Handle redirects

Handle redirect HTTP responses, in particular if a Bugzilla server is redirecting from http to https. We try to detect "Bugzilla URL base is over here" when we ask for show_bug.cgi and remember that for future requests to the same BugServer to avoid too many redirections. Switch from caching connection on the BugServer to a global connection cache, and rewrite the BugServer cache so to deal with the possibility of redirections.
author: Owen W. Taylor <otaylor@fishsoup.net> 2009-09-09 17:14:55 -0400
committer: Owen W. Taylor <otaylor@fishsoup.net> 2009-09-09 17:18:34 -0400
commit: 2680c3c68dca2b6614b1a75ef5e946aa71a6c3dd (patch)
tree: ab449655f4e63949af5a7ddb6ee1b9a82daba3c2
parent: 06187ce308dce7b56016e09aa5396e6f1bf60a90 (diff)
2 files changed, 89 insertions, 25 deletions
diff --git a/TODO b/TODO
index 5a2f609..e81f280 100644
--- a/TODO
+++ b/TODO
@@ -31,10 +31,6 @@ Automatically guess obvious obsoletes
  matches the Subject of the attachment, start the Obsoletes line
  uncommented?
 
-Handle redirects:
-
-  Should follow redirects, both to different URLs and http => https
-
 Better display of errors
 
   The switch to XML-RPC greatly improves errors when filing a new bug,
diff --git a/git-bz b/git-bz
index a3a42a4..6e385b2 100755
--- a/git-bz
+++ b/git-bz
@@ -76,7 +76,7 @@ import tempfile
 import time
 import traceback
 import xmlrpclib
-import urllib
+import urlparse
 from xml.etree.cElementTree import ElementTree
 
 # Globals
@@ -697,6 +697,20 @@ class BugPatch(object):
 class NoXmlRpcError(Exception):
     pass
 
+connections = {}
+
+def get_connection(host, https):
+    identifier = (host, https)
+    if not identifier in connections:
+        if https:
+            connection = httplib.HTTPSConnection(host, 443)
+        else:
+            connection = httplib.HTTPConnection(host, 80)
+
+        connections[identifier] = connection
+
+    return connections[identifier]
+
 class BugServer(object):
     def __init__(self, host, https):
         self.host = host
@@ -704,18 +718,8 @@ class BugServer(object):
 
         self.cookies = get_bugzilla_cookies(host)
 
-        self._connection = None
         self._xmlrpc_proxy = None
 
-    def get_connection(self):
-        if self._connection is None:
-            if self.https:
-                self._connection = httplib.HTTPSConnection(self.host, 443)
-            else:
-                self._connection = httplib.HTTPConnection(self.host, 80)
-
-        return self._connection
-
     def get_cookie_string(self):
         return ("Bugzilla_login=%s; Bugzilla_logincookie=%s" %
                 (self.cookies['Bugzilla_login'], self.cookies['Bugzilla_logincookie']))
@@ -725,8 +729,71 @@ class BugServer(object):
         headers['Cookie'] = self.get_cookie_string()
         headers['User-Agent'] = "git-bz"
 
-        self.get_connection().request(method, url, data, headers)
-        return self.get_connection().getresponse()
+        seen_urls = []
+        connection = get_connection(self.host, self.https)
+        while True:
+            connection.request(method, url, data, headers)
+            response = connection.getresponse()
+            seen_urls.append(url)
+
+            # Redirect status codes:
+            #
+            # 301 (Moved Permanently): Redo with the new URL,
+            #   save the new location.
+            # 303 (See Other): Redo with the method changed to GET/HEAD.
+            # 307 (Temporary Redirect): Redo with the new URL, don't
+            #   save the new location.
+            #
+            # [ For 301/307, you are supposed to ask the user if the
+            #   method isn't GET/HEAD, but we're automating anyways... ]
+            #
+            # 302 (Found): The confusing one, and the one that
+            # Bugzilla uses, both to redirect to http to https and to
+            # redirect attachment.cgi&action=view to a different base URL
+            # for security.
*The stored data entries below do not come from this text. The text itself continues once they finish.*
Issue #9524, opened 2024-03-20
Unclear what access token permissions are required for uploading source maps


tjhorner:
### Core or SDK?

Core Sentry product

### Which part? Which one?

Source map uploading

### Description

On [this page](https://docs.sentry.io/platforms/javascript/sourcemaps/uploading/webpack/) it is unclear what permissions a token needs to be given for source maps uploads to work. Ideally I would want to give the token the least permissions possible.

### Suggested Solution

n/a

tjhorner:
Ah I see there is the concept of an org-associated auth token. I now see it's linked with the text "manually create an Auth Token" but I had assumed it would just take me to the user auth token page that I was already at. Maybe being more clear about the difference between an org auth token vs a user auth token would be beneficial.

mydea:
Hey, we'll clarify this more on that page that you should set up an org auth token!

PR #11259, opened 2024-09-06
feat: Clarify that org auth tokens should be used for bundler plugins

mydea:
We do link to org auth tokens further down, but it does not hurt to be explicit there.

Closes https://github.com/getsentry/sentry-docs/issues/9524

### DIFF
--- a/docs/platforms/javascript/common/sourcemaps/uploading/angular-nx.mdx
+++ b/docs/platforms/javascript/common/sourcemaps/uploading/angular-nx.mdx
@@ -54,6 +54,9 @@ If you are on an older version and you want to upload source maps we recommend u
 </Note>
 
 To upload source maps you have to configure an [Organization Auth Token](https://sentry.io/orgredirect/organizations/:orgslug/settings/auth-tokens/).
+
+Alternatively, you can also use a [User Auth Token](https://sentry.io/orgredirect/organizations/:orgslug/settings/account/api/auth-tokens/), with the "Project: Read & Write" and "Release: Admin" permissions.
+
 Auth tokens can be passed to the plugin explicitly with the `authToken` option, with a `SENTRY_AUTH_TOKEN` environment variable, or with an `.env.sentry-build-plugin` file in the working directory when building your project.
 We recommend you add the auth token to your CI/CD environment as an environment variable.
 
--- a/docs/platforms/javascript/common/sourcemaps/uploading/angular-nx.mdx
+++ b/docs/platforms/javascript/common/sourcemaps/uploading/angular-nx.mdx
@@ -53,7 +53,7 @@ If you are on an older version and you want to upload source maps we recommend u
 
 </Note>
 
-To upload source maps you have to configure an auth token.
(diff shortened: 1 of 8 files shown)


docs/platforms/javascript/common/sourcemaps/uploading/angular-nx.mdx
```diff
@@ -53,7 +53,7 @@ If you are on an older version and you want to upload source maps we recommend u
 
 </Note>
 
-To upload source maps you have to configure an auth token.
+To upload source maps you have to configure an [Organization Auth Token](https://sentry.io/orgredirect/organizations/:orgslug/settings/auth-tokens/).
```
Lms24, line 56: what about this? (makes it sound a little bit less strict)
```suggestion
To upload source maps, configure an [Organization Auth Token](https://sentry.io/orgredirect/organizations/:orgslug/settings/auth-tokens/).
```

Lms24 (commented):
Hmm this kinda implies that the user-based tokens don't let you upload source maps. Which last I checked they do, no? No problem for new users but if existing users try to debug their source maps setup and they see this, they might get lead to a wrong path 🤔  Maybe we should adjust the wording a bit (see comment)

docs/platforms/javascript/common/sourcemaps/uploading/angular-nx.mdx
mydea: hmm, not 100% sure, I'll defer this to @getsentry/docs folks for the best wording :D

lforst: I am with @Lms24. You don't *have* to use an org auth token.

vivianyentran: Sorry I'm confused. It sounds like this is a requirement, but also like it's not? Can you clarify what the org auth token is used for? Can users still upload source maps manually without the org auth token?

mydea: So you can either use an org auth token (which is the recommend way and what we generally propose now everywhere), which is easy to set up in that there are no config options.
Or you can also use a personal auth token, which has to be configured correctly.

What if we go with something like this then:

> To upload source maps you have to configure an Organization Auth Token.
> 
> Alternatively, you can also use a Personal Auth Token with the X, Y and Z scopes (TBD: what are these exactly again now?)

vivianyentran: I like that suggestion 👍 

If we want to recommend using org auth tokens as opposed to personal auth tokens, we can also say

> To upload source maps, you should first configure an Organization Auth Token.

lforst: > what are these exactly again now?

- Project read & write
- Release admin

(I think)

mydea: What about `Organization`? 🤔 
> Manage Organizations, resolve IDs, retrieve Repositories and Commits

but I'll adjust it, we can still change it if something is missing!

Lms24 (approved):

Specified like 307, traditionally treated as 301.
+            #
+            # See http://en.wikipedia.org/wiki/HTTP_302
+
+            if response.status in (301, 302, 303, 307):
+                new_url = response.getheader("location")
+                if new_url is None:
+                    die("Redirect received without a location to redirect to")
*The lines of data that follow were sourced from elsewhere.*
PR #11294, opened 2024-09-09
update regex list

rodolfoBee:
updating list of words used in the scrubbing regex: https://github.com/getsentry/relay/blob/master/relay-pii/src/regexes.rs#L286-L290


docs/security-legal-pii/scrubbing/server-side-scrubbing/index.mdx
```diff
@@ -16,19 +16,17 @@ With it enabled, Sentry will scrub the following:
...
-  - secret
-  - passwd
-  - api_key
-  - apikey
-  - access_token
-  - auth
-  - credentials
-  - mysql_pwd
-  - stripetoken
-  - card[number]
```
jjbayer, line 28: Do we not scrub `card[number]` anymore?

PR #11296, opened 2024-09-09
Remove mention of sentinel and prefix actions

armenzg:
These two actions are being removed in https://github.com/getsentry/sentry/pull/76994 since they were never shipped to GA.


vivianyentran (approved):
Thanks for updating!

+                if new_url in seen_urls or len(seen_urls) >= 10:
+                    die("Circular redirect or too many redirects")
+
+                old_split = urlparse.urlsplit(url)
+                new_split = urlparse.urlsplit(new_url)
+
+                new_https = new_split.scheme == 'https'
+
+                if new_split.hostname != self.host or new_https != self.https:
+                    connection = get_connection(new_split.hostname, new_https != self.https)
+
+                    # This is a bit of a hack to avoid keeping on redirecting for every
+                    # request. If the server redirected show_bug.cgi we assume it's
+                    # really saying "hey, the bugzilla instance is really over here".
+                    #
+                    # We can't do this for old.split.path == new_split.path because of
+                    # attachment.cgi, though we alternatively could just exclude
+                    # attachment.cgi here.
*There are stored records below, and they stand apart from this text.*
PR #11300, opened 2024-09-10
feat(headings): Copy link to clipboard on click

ArthurKnaus:
Copy the heading link to the clipboard on click.
We got the feedback from multiple people that they expected this behaviour.

Screenshot 2024-09-10 at 08 29 31

closes https://github.com/getsentry/sentry/issues/77226

### DIFF
--- a/src/components/smartLink.tsx
+++ b/src/components/smartLink.tsx
@@ -1,3 +1,6 @@
+'use client';
+
+import {useCallback} from 'react';
 import Link from 'next/link';
 
 import {ExternalLink} from './externalLink';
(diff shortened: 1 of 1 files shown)


ArthurKnaus:
The current implementation would not have been my first choice, but I did not manage to configure our autolink plugin in a way to achieve this.
maybe @mjq or @a-hariti know a better way to do this?

vgrozdanic (approved):

src/components/smartLink.tsx
```diff
@@ -1,3 +1,6 @@
+'use client';
```
priscilawebdev, line 1: why do we need `'use client';`?

src/components/smartLink.tsx
```diff
@@ -1,3 +1,6 @@
...
+
+import {useCallback} from 'react';
```
vgrozdanic, line 3: I am not very familiar with NextJS, but maybe if we don't use `useCallback` we could still have server side rendering of this component?

src/components/smartLink.tsx
ArthurKnaus: In NextJs components are server components per default and therefore are unable to implement any interactivity like `onClick` callbacks. The `'use client'` directive tells React to "make them interactive" once the html is rendered in the browser.

src/components/smartLink.tsx
ArthurKnaus: No the click handler is the problem.
See https://github.com/getsentry/sentry-docs/pull/11300#discussion_r1753216612

priscilawebdev (approved):
code looks good to me! 🙌

PR #11354, opened 2024-09-13
fix(js): Remove duplicated "latest SDK" prerequisite

Lms24:
Removes duplicated and somewhat confusing entry that the "Latest JavaScript SDK" was a prerequesite in the getting started guides (second red square in screenshot). For now we have the alert that people should upgrade to v8 SDK. We probably can remove that too, once we have versioned docs or after a couple of months. 

image


lizokm (approved):
Looks good to me!

PR #11373, opened 2024-09-15
fix: platform-redirect

chargome:
fixes broken platform-redirect


lizokm (approved):
Thanks so much for fixing!

PR #11398, opened 2024-09-19
ref(stats): Add project abuse limit explanation

priscilawebdev:
closes https://github.com/getsentry/sentry/issues/77770


priscilawebdev:
This was clarified internally and is an outcome we want to expose as internal - as it is already.

PR #12270, opened 2025-01-07
docs(flags): update generic docs

michellewzhang:
renames self-serve to generic

PR #12274, opened 2025-01-07
ref(flags): rename self-serve in generic ffs index

aliu39:
follow-up on https://github.com/getsentry/sentry-docs/pull/12270, missed a spot


michellewzhang (approved):
THANKS!

PR #12284, opened 2025-01-08
fix(changelog): Fix jumpy search

lforst:


chargome (approved):
nice, never noticed this before

PR #12285, opened 2025-01-09
Remove backup testing notes

wedamija:
After https://github.com/getsentry/sentry/pull/83140 and https://github.com/getsentry/sentry/pull/83143 these no longer apply


coolguyzone (approved):
Thanks for the fix 🛠️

+                    if (response.status in (301, 302) and
+                        method == 'GET' and
+                        old_split.path == '/show_bug.cgi' and new_split.path == '/show_bug.cgi'):
+
+                        self.host = new_split.hostname
+                        self.https = new_https
+
+                # We can't treat 302 like 303 because of the use of 302 for http
+                # to https, though the hack above will hopefully get us on https
+                # before we try to POST.
+                if response.status == 303:
+                    if method not in ('GET', 'HEAD'):
+                        method = 'GET'
+
+                # Get the relative component of the new URL
+                url = urlparse.urlunsplit((None, None, new_split.path, new_split.query, new_split.fragment))
+            else:
+                return response
 
     def send_post(self, url, fields, files=None):
         content_type, body = encode_multipart_formdata(fields, files)
@@ -784,17 +851,18 @@ class BugTransport(xmlrpclib.Transport):
         xmlrpclib.Transport.send_request(self, connection, *args)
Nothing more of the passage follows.